Se non intendo male, la tua conclusione è che mettere o togliere la virgola non serve a risolvere l'ambiguità. Però non intendevo impostare il problema intorno alla virgola come segno (anch'io però mi sarei comportato come la maggioranza dei commentatori, e l'avrei rimossa).

Più in generale, mi chiedevo se formulando un discorso in buon italiano si dovrebbe considerare che di regola il pronome relativo si riferisce all'antecedente immediato, e in caso contrario riformulare la frase, oppure se la nostra lingua consente sempre di andare a senso.

_Ho affittato la metà della casa che ho ereditato. 
_​Credo che nessuno segnerebbe virgole.

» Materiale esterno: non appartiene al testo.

PR #134, opened 2024-09-04
Unify blank slates, change header styles export env package as ESM

andresgutgon:
# What?
☝️ That

I saw these new header style in Figma
image

## Unifiy blank slates
image


geclos (dismissed):
awesome!

PR #137, opened 2024-09-05
Implement datasets data model

andresgutgon:
# What?
☝️ Table for storing data related with uploaded datasets

## What?
- [x] Store file metadata
- [x] Store headers
- [x] Store number of rows
- [x] List of datasets 
- [x] Destroy dataset modal
- [x] Add uploaded by column
- [x] Add Created at column
- [x] Drag & Drop do not detect the file uploaded
- [x] Remove file when dataset is destroyed
- [x] Add index to `workspace_id` and `author_id`. 
- [x] Make unique `datasets.name` in combination with `workspace_id`
- [x] Add CSV delimiter `[',', '\t', ' ', ';']`. We need to know this in order to read the CSV. Nothing is easy 😂 

## Next TODO
- [x] Preview dataset content modal (500 first rows)
- [x] Table loading skeleton


packages/core/src/services/datasets/destroy.ts
```diff
@@ -0,0 +1,31 @@
...
+  {
+    dataset,
+    disk,
+  }: {
+    dataset: Dataset
+    disk: DiskWrapper
+  },
+  db = database,
+) {
+  const deleteResult = await disk.delete(dataset.fileKey)
```
andresgutgon, line 19: This deletes the file in disk (Filesystem or S3 or other clouds). Do you think we should do in another way, or is blocking the request fine?

geclos: fine

andresgutgon: Let me try in production with S3 enabled and we can move it to a job

apps/web/src/actions/datasets/create.ts
```diff
@@ -6,12 +6,6 @@ import { z } from 'zod'
 
 import { authProcedure } from '../procedures'
 
-const ACCEPTED_FILE_TYPES = [
-  'text/csv',
-  'application/vnd.ms-excel',
-  'application/vnd.openxmlformats-officedocument.spreadsheetml.sheet',
-  'application/vnd.oasis.opendocument.spreadsheet',
-]
 const MAX_SIZE = 3
```
geclos, line 9: 3mb only? that's very small

apps/web/src/stores/datasets.ts
```diff
@@ -0,0 +1,72 @@
...
+      })
+
+      mutate(data.filter((ds) => ds.id === dataset.id))
+    },
+  })
+
+  return {
+    data,
+    mutate,
+    createFormAction,
```
geclos, line 66: you shouldn't use this as it won't be compatible with the json-based server action

packages/core/src/lib/readCsv.ts
```diff
@@ -0,0 +1,34 @@
...
+      delimiter,
+      relax_column_count: true,
+      trim: true,
+      skip_empty_lines: true,
+      columns: true,
+      info: true,
+    }) as {
+      record: Record<string, string>
+      info: { columns: { name: string }[] }
+    }[] // not typed
```
geclos, line 22: is this comment a TODO?

packages/core/src/repositories/datasetsRepository.ts
```diff
@@ -0,0 +1,34 @@
...
+  Dataset
+> {
+  get scope() {
+    const foo = this.db
+      .select(datasetColumns)
+      .from(datasets)
+      .leftJoin(users, eq(users.id, datasets.authorId))
+      .where(eq(datasets.workspaceId, this.workspaceId))
+      .as('datasetsScope')
+    return foo
```
geclos, line 32: hey

packages/core/src/schema/relations.ts
```diff
@@ -29,7 +30,11 @@ export const userRelations = relations(users, ({ many }) => ({
   magicLinkTokens: many(magicLinkTokens),
 }))
 
-export const workspaceRelations = relations(workspaces, ({ many }) => ({
+export const workspaceRelations = relations(workspaces, ({ one, many }) => ({
+  creator: one(users, {
```
geclos, line 34: call it author no? to keep it consistent

packages/core/src/services/datasets/create.ts
```diff
@@ -22,15 +24,47 @@ export const createDataset = async (
     }
     disk: DiskWrapper
```
geclos, line 25: this is called disk but it can be other file storage no? like s3 or others

apps/web/src/actions/datasets/create.ts
andresgutgon: 25mb of text?

geclos (commented):
minor comments 👌🏼

packages/core/src/lib/readCsv.ts
andresgutgon: Removing in other PR I just meant that this package doesn't type return

packages/core/src/schema/models/datasets.ts
```diff
@@ -0,0 +1,23 @@
...
+  workspaceId: bigint('workspace_id', { mode: 'number' })
+    .notNull()
+    .references(() => workspaces.id, { onDelete: 'cascade' }),
+  authorId: text('author_id').references(() => users.id, {
+    onDelete: 'set null',
+  }),
+  fileKey: varchar('file_key', { length: 256 }).notNull(),
+  fileMetadata: jsonb('file_metadata').$type<FileMetadata>().notNull(),
+  ...timestamps(),
+})
```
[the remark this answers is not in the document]
andresgutgon: Good catch 💯

packages/core/src/services/datasets/create.ts
andresgutgon: This is how they called in flydrive 
image

apps/web/src/actions/datasets/create.ts
geclos: well the theory is that they want to evaluate on a large body of data no?, 3mb doesn't push our infra hard at all and it can be limiting for no reason

andresgutgon: 25 then. But node server will handle it? 

We'll have to do this https://nextjs.org/docs/app/api-reference/next-config-js/serverActions#bodysizelimit

Although the best approach would be to direct upload to S3 and then process the file when S3 responds. But we need to change how upload is done

apps/web/src/stores/datasets.ts
andresgutgon: I need this to submit a multi-part form with attachment.

apps/web/src/actions/datasets/create.ts
andresgutgon: I'll start with 15MB and see if someone complains

apps/web/src/stores/datasets.ts
geclos: True. Edge case.

packages/core/drizzle/0044_needy_the_hood.sql
```diff
@@ -0,0 +1,27 @@
...
+--> statement-breakpoint
+DO $$ BEGIN
+ ALTER TABLE "latitude"."datasets" ADD CONSTRAINT "datasets_author_id_users_id_fk" FOREIGN KEY ("author_id") REFERENCES "latitude"."users"("id") ON DELETE set null ON UPDATE no action;
+EXCEPTION
+ WHEN duplicate_object THEN null;
+END $$;
+--> statement-breakpoint
+CREATE INDEX IF NOT EXISTS "datasets_workspace_idx" ON "latitude"."datasets" USING btree ("workspace_id");--> statement-breakpoint
+CREATE INDEX IF NOT EXISTS "datasets_author_idx" ON "latitude"."datasets" USING btree ("author_id");--> statement-breakpoint
+CREATE UNIQUE INDEX IF NOT EXISTS "datasets_workspace_id_name_index" ON "latitude"."datasets" USING btree ("workspace_id","name");
```
andresgutgon, line 27: ☝️ Added 3 indexes

1. Workspace
2. Author 
3. Workspace + Name 

I'll add UI validation for workspace + name uniqueness. This was a recommendation from @csansoon . He said it's nice to don't repeat names in datasets and I agree.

Ma facciamo conto che la frase sia detta a voce, e certamente neanche l'inflessione può aiutare. Posso considerarla un'espressione ambigua (hai ereditato tutta la casa e ne hai affittato metà, o hai affittato l'unica metà che hai ereditato?) oppure qualcuno potrebbe dire: no, a rigore in italiano il relativo si intende riferito a "casa", cioè all'antecedente prossimo; se vuoi intendere diversamente, faresti meglio a dire:

_Ho affittato la metà casa che ho ereditato _(informale); _ho affittato la metà che ho ereditato della casa; della casa ho affittato la metà che ho ereditato. _​
Do per scontato che la pedanteria sia nemica dello stile. Ma il punto era proprio quale antecedente legare al pronome relativo.


​


----------



## Necsus

subterlabentia said:


> Domanda: chi abitava sulla piazza del mercato? Il dottore o la figlia?


Buongiorno a tutti.
Che io sappia, uno dei motivi dell'esistenza di una forma variabile del pronome relativo è proprio quella di evitare confusioni quando il pronome è distante dall'antecedente, perché permette di specificarne genere e numero. Quindi a rigor di... grammatica dovrebbe essere:
"la figlia del dottor Holm, *che *abitava sulla piazza del mercato" = il dottor Holm abitava nella piazza del mercato;
"la figlia del dottor Holm, *la quale *abitava sulla piazza del mercato" = la figlia del dottor Holm abitava nella piazza del mercato.


----------



## bearded

subterlabentia said:


> mi chiedevo se formulando un discorso in buon italiano si dovrebbe considerare che di regola il pronome relativo si riferisce all'antecedente immediato


Questa era appunto la vecchia regola cui facevo cenno al #2.  Mettendo la virgola subito prima del relativo, quest'ultimo non si riferisce più all'antecedente 'immediato' (come invece accade se la virgola non c'è), ed in casi come quello della frase dell'OP la virgola serve appunto alla ''disambiguazione''.
Quanto suggerito da Necsus va bene se i soggetti sono di genere diverso. Ma, se invece della figlia ci fosse il figlio, ''che/il quale'' sarebbe ugualmente ambiguo - ed ecco l'importanza della virgola.


----------



## Paulfromitaly

> *NOTA:*
> Raccomandiamo a tutti, per l'ennesima volta, di essere chiari, precisi e SINTETICI.


----------



## frugnaglio

subterlabentia said:


> Se non intendo male, la tua conclusione è che mettere o togliere la virgola non serve a risolvere l'ambiguità.


Infatti.



subterlabentia said:


> Più in generale, mi chiedevo se formulando un discorso in buon italiano si dovrebbe considerare che di regola il pronome relativo si riferisce all'antecedente immediato


Direi di no. _La lampadina da 15 watt che ho comprato_: ovviamente non ho comprato i watt. _Il tizio col cappotto nero che mi ha detto bla bla bla_: mica è il cappotto che parla.


----------



## subterlabentia

frugnaglio said:


> Direi di no. _La lampadina da 15 watt che ho comprato_: ovviamente non ho comprato i watt. _Il tizio col cappotto nero che mi ha detto bla bla bla_: mica è il cappotto che parla.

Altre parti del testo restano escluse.